Rising Risk Of Stock Ownership

Rising Risk Of Stock Ownership

8 Risks Faced by Every Stock

1. Headline Risk

This is the risk associated with stories in the media hurting a company's business. With the wave of news all over the world, there is no company defended from headline risk. Example the report of Fukushima nuclear crisis, in 2011 dealt with any stock related business, a bit of bad news can cause a market backlash against a particular company or the whole sector.

2. Rating Risk

This risk happens anytime a business is tasked a number to achieve or maintain. Every enterprise possesses a very relevant number as far as its credit rating goes. The cost a business will pay for financing is directly affected by credit rating. Companies that are publicly traded possess another that is as relevant as the credit rating that is the analyst rating. Any change to the analyst rating on a stock likely has an outsized psychological l impact on the market. These changes in grades, either positive or negative can result in swings far more significant than is justified by the situations that caused the analyst to adjust their ratings.

3. Obsolescence Risk

Few businesses function to be 100, and none can attain such level by maintaining the small business processes with which they began. The largest of this risk is that a person may look for a means to make a similar product at a less high price. Obsolescence risk may increase over time due to the increasing technology savvy.

4. Detection Risk

In this risk, whether it is the management of the company taking money out of the company, incorrectly stated earnings or any financial mischief, the market reckoning will arrive when the news appears.
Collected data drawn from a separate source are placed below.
PR #1388, opened 2017-07-11
Add tests for directed presence behaviour

arkgil:
This PR adds new tests to `presence_SUITE` which ensure that unavailable presences are broadcasted to all contacts which user sent directed presences to.

See https://tools.ietf.org/html/rfc6121#section-4.6


michalwski:
Thanks!

PR #1394, opened 2017-07-12
Fix backoff calculation for RDBMS reconnection.

kzemek:

### DIFF
--- a/apps/ejabberd/src/rdbms/mongoose_rdbms.erl
+++ b/apps/ejabberd/src/rdbms/mongoose_rdbms.erl
@@ -473,7 +473,7 @@ connect(Settings, Retry, RetryAfter, MaxRetryDelay) ->
                        " Retrying in ~p seconds.", [Settings, Error, SleepFor]),
             timer:sleep(timer:seconds(SleepFor)),
             NextRetryDelay = RetryAfter * RetryAfter,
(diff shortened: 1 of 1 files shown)


apps/ejabberd/src/rdbms/mongoose_rdbms.erl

With detection risk, the harm on the company's name may hard to repair, and there is a possibility that the company may never recover if its financial fraud was viral.

5 Legislative Risks

This risk refers to the tentative relationship between the company and the government. Mainly, legal risk is the risk that actions of the government will stop an industry or a corporation, therefore hurting investor's holdings in such industry. The legislative risk differs in degree about the individual company. Theoretically, the government works as cartilage to protect the interest of businesses and the public in general from affecting each other. The government interferes when activity is causing damage to the public and looks unwilling to regulate itself. The government tends to over-legislate. The legislation enhances the public image of the relevance of the government as well as providing publicity for individual members of Congress.

6. Commodity Risk

This is the risk of a change in the price of a commodity is affecting the business. Companies sell commodity benefit when there is a rise in prices but suffer when there is a drop in price. Companies which have no dealings with commodities are subject to commodity risk. As there is a rise in the cost of the product, consumers rein in spending, and this affects the economy

7. Inflationary Risk and Interest Risk

These types of risk can separately operate or in tandem. Interest risk with regards to this content refers merely to the difficulties that a rising interest has on business in need of financing. As there is a rise in cost due to the interest rate, it becomes difficult for them to remain in business. If this rise in price is happening at a time of inflation, then an institution could likely see its financing cost rise as the value of dollar brought in by it reduces. An increase in inflation and interest rate together with a weak consumer can result in a more fragile economy.

8. Model Risk

This is the risk that the assumptions underlying business models and economy are wrong. When a model is no more relevant, a business that depends on such a model gets hurt. This begins a domino effect where such companies struggle or fail and in turn damage the companies relying on them. 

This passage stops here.